Dulkadırlı ulusu içindeki Karkınlar ise nüfusça Halep Türkmenleri Karkınları’ndan daha fazla idi; ancak onlar da toplu bir halde değil muhtelif kollara ayrılmış bir şekilde bulunmaktaydılar. Bu Karkın kollarından en büyüğü, Dulkadırlı elinin en tanınmış boylarından Dokuz’un (diğer adı Bişanlul; şimdi Beşenli) bir obasını meydana getirmekteydi. Bu durum iki teşekkül arasında kabilevî bir akrabalık


olduğu şeklinde yorumlanabilir. Dulkadırlı ulusu içinde yer alan bu grup daha sonra İfrâz-ı Zulkadriyye oymakları içerisinde görülmektedir. Diğer bir Karkın kolu da Dede Kargın adlı bir şeyhin Göksun’da bulunan zâviyesine hizmet etmekteydi. Hacı Bektâş-ı Velî Vilâyetnâme’sinde geçen “Dede Garkın” büyük ihtimalle aynı şahıs olmalıdır. Bugünkü Göksun halkı ne Dede Kargın ne de zâviyesiyle ilgili bilgiye sahiptir. Bunların yanı sıra Diyarbekir yöresinde Bozulus Türkmenleri arasında üç obaya ayrılmış, nüfusça az Karkın obaları görülmektedir. XVI. yüzyılda Birecik yöresiyle Mardin’in güneyinde Dede Karkın adlı köyler vardı; günümüzde ise Malatya’nın Yazıhan ilçesine bağlı aynı isimde bir köy bulunmaktadır.
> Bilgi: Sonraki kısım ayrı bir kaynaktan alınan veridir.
PR #1000, opened 2026-07-06
fix: defaults for predict-to-disk write type and in-memory

### LINKED ISSUE #877: Next-Gen: Predict to disk quality-of-life improvements
## Problem

There are a few things that make using the predict to disk functionality a bit annoying:

### Default TIFF write_type in CAREamistV2

We can debate this, but maybe if the data_type is `zarr` the `write_type` should also default to `zarr`. 

Maybe this is also partly that the `write_type` argument is near the end of the function signature and a user might miss it, so we should also make it more promenent.

https://github.com/CAREamics/careamics/blob/88235396d21fcac040d4b35223529411a0cd0dc7/src/careamics/careamist_v2.py#L822

### Switching to zarr without updating `in_memory` causes an error

If the training data type was in memory but we change the write type to zarr then there will be the error that "in memory is not supported for zarr" because the default `in_memory` used is the same as training.

Maybe we can just document this better.

### Print statement in `WriteTilesZarr` called for every tile

There is a print statement in the zarr write strategy that ends up getting called for every tile. This polutes the terminal output

https://github.com/CAREamics/careamics/blob/88235396d21fcac040d4b35223529411a0cd0dc7/src/careamics/lightning/dataset_ng/callbacks/prediction_writer/write_tiles_zarr_strategy.py#L108

diyasrivas:
## Disclaimer

- [ ] I am an AI agent.

## Description

> [!NOTE]  
> **tldr**: 
`predict_to_disk` now defaults its write type from the prediction data type (zarr → zarr) and no longer lets a stale in-memory training setting break zarr/czi predictions.

Two remaining issues when predicting on zarr data:
1. `predict_to_disk(..., write_type=...)` defaulted to `"tiff"` regardless of the input `data_type`. A user predicting on a zarr and forgetting `write_type` would silently get TIFF output.
2. When training with in-memory data (tiff/array, where `in_memory` defaults to `True`) and then predicting on zarr, the `in_memory=True` value carried over from the training configuration and tripped the validator with `` `in_memory` not supported for `data_type` zarr `` — even though the user never asked for in-memory zarr.

### Overview - what changed?

`predict_to_disk` now infers `write_type` from the effective prediction `data_type`, and both `predict`/`predict_to_disk` no longer carry a stale `in_memory` value into a zarr/czi prediction when the user did not explicitly set it.

in `src/careamics/careamist.py`:

- Write type inference: the `write_type` default changed from `"tiff"` to `None` (across the overloads and implementation). When `None`, it resolves to `"zarr"` if the effective data type (`data_type or self.config.data_config.data_type`) is `"zarr"`, else `"tiff"`. Explicit values behave exactly as before, so this is backward-compatible.

- In-memory carry-over: in `_build_predict_datamodule`, when in_memory is not explicitly provided and the effective data type is zarr/czi, it is set to False before building the prediction config. An explicit in_memory=True still raises, as before.

if in_memory is None and (
    (data_type or self.config.data_config.data_type) in ("zarr", "czi")
):
    in_memory = False

### New features or files

None

- `predict_to_disk` in `src/careamics/careamist.py`: `write_type` default changed to None with inference from the effective data type
- `_build_predict_datamodule` in `src/careamics/careamist.py`: skip carrying over in_memory for zarr/czi prediction data when not explicitly set
- tests/test_careamist_predict.py: added tests for the new defaulting behaviour

### Removed features or files

None

## How has this been tested?

 All test_careamist_predict.py tests pass + 2 new tests added:
- test_predict_to_disk_zarr_input_defaults_to_zarr: trains in-memory on tiff, then predicts on zarr input with write_type and in_memory both omitted, and asserts a .zarr output is produced 
- test_predict_to_disk_zarr_explicit_in_memory_raises: an explicit in_memory=True with zarr data still raises

## Related Issues

- Resolves #877 

## Breaking changes

None

---

- [x] Pre-commit passes

### DIFF
--- a/src/careamics/careamist.py
+++ b/src/careamics/careamist.py
@@ -224,6 +224,60 @@ class CAREamist:
             return self._from_bmz(bmz_path)
 
     @staticmethod
+    def _default_write_type(
+        write_type: Literal["tiff", "zarr", "custom"] | None,
+        data_type: Literal["array", "tiff", "zarr", "czi", "custom"],
+    ) -> Literal["tiff", "zarr", "custom"]:
+        """Default the write type from the prediction data type.
+
+        Parameters
+        ----------
+        write_type : {"tiff", "zarr", "custom"} or None
+            The write type requested by the user, or None to infer it.
+        data_type : {"array", "tiff", "zarr", "czi", "custom"}
+            The (effective) prediction data type.
+
+        Returns
+        -------
+        {"tiff", "zarr", "custom"}
+            The resolved write type.
+        """
+        if write_type is not None:
+            return write_type
+
+        # config data type can be custom or czi, we support only zarr and tiff
+        # writing if no writing function is passed
+        return "zarr" if data_type == "zarr" else "tiff"
+
+    @staticmethod
+    def _predict_in_memory(
+        in_memory: bool | None,
+        data_type: Literal["array", "tiff", "zarr", "czi", "custom"],
+    ) -> bool | None:
+        """Resolve the `in_memory` setting for prediction.
+
+        An explicit user value is always respected, so the incompatibility of an
+        explicit `in_memory=True` with zarr/czi is still surfaced by configuration
+        validation.
+
+        Parameters
+        ----------
+        in_memory : bool or None
+            The `in_memory` value requested by the user, or None to infer it.
+        data_type : {"array", "tiff", "zarr", "czi", "custom"}
+            The (effective) prediction data type.
+
+        Returns
+        -------
+        bool or None
+            The resolved `in_memory` value. None defers to the training configuration.
+        """
+        # overwrite data cfg in_memory with `False` if czi or zarr
+        if in_memory is None and data_type in ("zarr", "czi"):
+            return False
+        return in_memory
+
+    @staticmethod
     def _from_config(
         config: ConfigurationType | Path | str,
     ) -> tuple[ConfigurationType, CAREamicsModule]:
@@ -698,11 +752,8 @@ class CAREamist:
         if num_workers is not None:
             dataloader_params = {"num_workers": num_workers}
 
-        # overwrite data cfg in_memory with `False` if czi or zarr
-        if in_memory is None and (
-            (data_type or self.config.data_config.data_type) in ("zarr", "czi")
-        ):
-            in_memory = False
+        effective_data_type = data_type or self.config.data_config.data_type
+        in_memory = self._predict_in_memory(in_memory, effective_data_type)
 
         pred_data_config = self.config.data_config.convert_mode(
             new_mode="predicting",
@@ -1065,12 +1116,8 @@ class CAREamist:
             write_func_kwargs = {}
 
         # default the write type from the prediction data type
-        if write_type is None:
-            effective_data_type = data_type or self.config.data_config.data_type
-
-            # config data type can be custom or czi, we support only zarr and tiff
-            # writing if no writing function is passed
-            write_type = "zarr" if effective_data_type == "zarr" else "tiff"
+        effective_data_type = data_type or self.config.data_config.data_type
+        write_type = self._default_write_type(write_type, effective_data_type)
 
         if Path(prediction_dir).is_absolute():
             write_dir = Path(prediction_dir)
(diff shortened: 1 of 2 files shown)


src/careamics/careamist.py
```diff
@@ -1054,6 +1064,11 @@ def predict_to_disk(
         if write_func_kwargs is None:
             write_func_kwargs = {}
 
+        # default the write type from the prediction data type
+        if write_type is None:
+            effective_data_type = data_type or self.config.data_config.data_type
+            write_type = "zarr" if effective_data_type == "zarr" else "tiff"
```
jdeschamps: I found this bit a bit counterintuitive at first, but I understand that `cfg...data_type` can be `custom` or `czi`, which we do not support as write type. Maybe an additional comment?

```suggestion
        if write_type is None:
            effective_data_type = data_type or self.config.data_config.data_type
            
            # config data type can be custom or czi, we support only zarr and tiff
            # writing if no writing function is passed
            write_type = "zarr" if effective_data_type == "zarr" else "tiff"
```

src/careamics/careamist.py
```diff
@@ -698,6 +698,12 @@ def _build_predict_datamodule(
         if num_workers is not None:
             dataloader_params = {"num_workers": num_workers}
 
+        # do not let a stale training value carry over
```
jdeschamps: Clarify comment:

```suggestion
        # overwrite data cfg in_memory with `False` if czi or zarr
```

tests/test_careamist_predict.py
```diff
@@ -322,3 +323,89 @@ def test_predict_invalid_spatial_dims_no_tiling_raises(tmp_path: Path):
...
+        tile_size=(16, 16),
+        tile_overlap=(4, 4),
+    )
+
+    outputs = list((tmp_path / "predictions").glob("*.zarr"))
+    assert len(outputs) == 1
+
+
+def test_predict_to_disk_zarr_explicit_in_memory_raises(tmp_path: Path):
+    """An explicit `in_memory=True` with zarr data still raises."""
```
jdeschamps:
```suggestion
    """Test that an explicit `in_memory=True` with zarr data raises an error."""
```

tests/test_careamist_predict.py
```diff
@@ -322,3 +323,89 @@ def test_predict_invalid_spatial_dims_no_tiling_raises(tmp_path: Path):
...
+
+
+@pytest.mark.mps_gh_fail
+def test_predict_to_disk_zarr_input_defaults_to_zarr(tmp_path: Path):
+    """Predicting on zarr input defaults the write type to zarr.
+
+    Also checks that a stale in-memory training value does not carry over and
+    conflict with the zarr prediction data type.
+    """
+    careamist = _train_in_memory_tiff_careamist(tmp_path)
```
jdeschamps: Better than such a function, we should check if we can use the "checkpoint" fixture defined in `conftest.py`.

tests/test_careamist_predict.py
```diff
@@ -322,3 +323,89 @@ def test_predict_invalid_spatial_dims_no_tiling_raises(tmp_path: Path):
...
+        batch_size=2,
+        num_epochs=1,
+        roi_size=5,
+        masked_pixel_percentage=5,
+    )
+    careamist = CAREamist(config=config, work_dir=tmp_path)
+
+    zarr_path = _write_zarr_input(tmp_path / "pred.zarr", random_array((32, 32)))
+
+    with pytest.raises(ValueError, match="in_memory"):
```
jdeschamps: Where does the error come from? Was it raised before?

tests/test_careamist_predict.py
```diff
@@ -322,3 +323,89 @@ def test_predict_invalid_spatial_dims_no_tiling_raises(tmp_path: Path):
...
+    # training on tiff defaults `in_memory` to True
+    assert config.data_config.in_memory is True
+
+    careamist = CAREamist(config=config, work_dir=tmp_path)
+    careamist.train(train_data=image_dir, val_data=val_file)
+    return careamist
+
+
+@pytest.mark.mps_gh_fail
+def test_predict_to_disk_zarr_input_defaults_to_zarr(tmp_path: Path):
```
jdeschamps: I am tempted to remove this test, the problem is that it is a lengthy one (training) for testing a very small feature. That feature should be extracted to a private function and that function itself tested.

jdeschamps (changes requested):

jdeschamps (approved):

Ancak bu ünlü Türk velîsinin mezarı büyük bir ihtimalle Göksun’daki zâviyesindedir. Yine Malatya’ya bağlı Türkmen cemaatleri içinde Carsten Niebuhr’un 1000 çadır olarak bildirdiği bir Dede Karkın cemaati daha vardı. Bu grup 1734 yılında Alacahan’a iskân edilmek istenmişse de daha sonra bundan vazgeçilmiştir. Aynı şekilde Antep yöresinde 100 çadırlık bir Dede Karkın oymağı yaşadığı gibi XIX. yüzyılın ikinci yarısında da Saruhan sancağında Dede Karkınlı oymağı mevcuttu. Öte yandan Hamîdili (İsparta-Burdur illeri) sancağının Eğridir kazasında 250 vergi nüfuslu oldukça büyük bir Karkın oymağı daha vardı. Kaynaklarda bu Karkın oymağının Karamanlı boyuna tâbi olduğu bildirilmektedir. Ayrıca Teke-ili (Antalya), İçel, Tarsus ve Adana sancaklarında Karkın oymakları görülmekteyse de bunların nüfusları azdı. 1102 (1691) yılında Rakka eyaletine yerleştirilen Beydili obaları arasında muhtemelen Antep yöresindeki Göçer Karkınlar’ın kolu olan bir Karkın obasının adı geçmektedir.

BİBLİYOGRAFYA:

BA, TD, nr. 397, 777, 1040 (Haleb); nr. 402 (Dulkadırlı); nr. 561 (Bozulus); nr. 121 (Hamid); Reşîdüddin, CâmiǾu’t-tevârîħ (nşr. Behmen Kerîmî), Tahran 1338, I, 41; Yazıcızâde Ali, Târîh-i Âl-i Selçûk, TSMK, Revan Köşkü, nr. 1390, s. 22; Vilâyetnâme (haz. Abdülbaki Gölpınarlı), İstanbul 1958, s. 22; C. Niebuhr, Voyage en Arabie, Amsterdam 1780, II, 338; Türkiye’de Meskûn Yerler Kılavuzu, Ankara 1946, s. 295; Cengiz Orhonlu, Osmanlı İmparatorluğunda Aşiretleri İskân Teşebbüsü, İstanbul 1963, s. 58, 78, 137; Faruk Sümer, Oğuzlar: Türkmenler, İstanbul 1980, s. 312-314, 439-440, 461, 625; a.mlf., “Bozoklu Oğuz Boylarına Dair”, DTCFD, XI (1953), s. 86-89, 101-102; Yusuf Halaçoğlu, XVIII. Yüzyılda Osmanlı İmparatorluğu’nun İskân Siyâseti ve Aşiretlerin Yerleştirilmesi, Ankara 1988, s. 51, 87, 107, 108.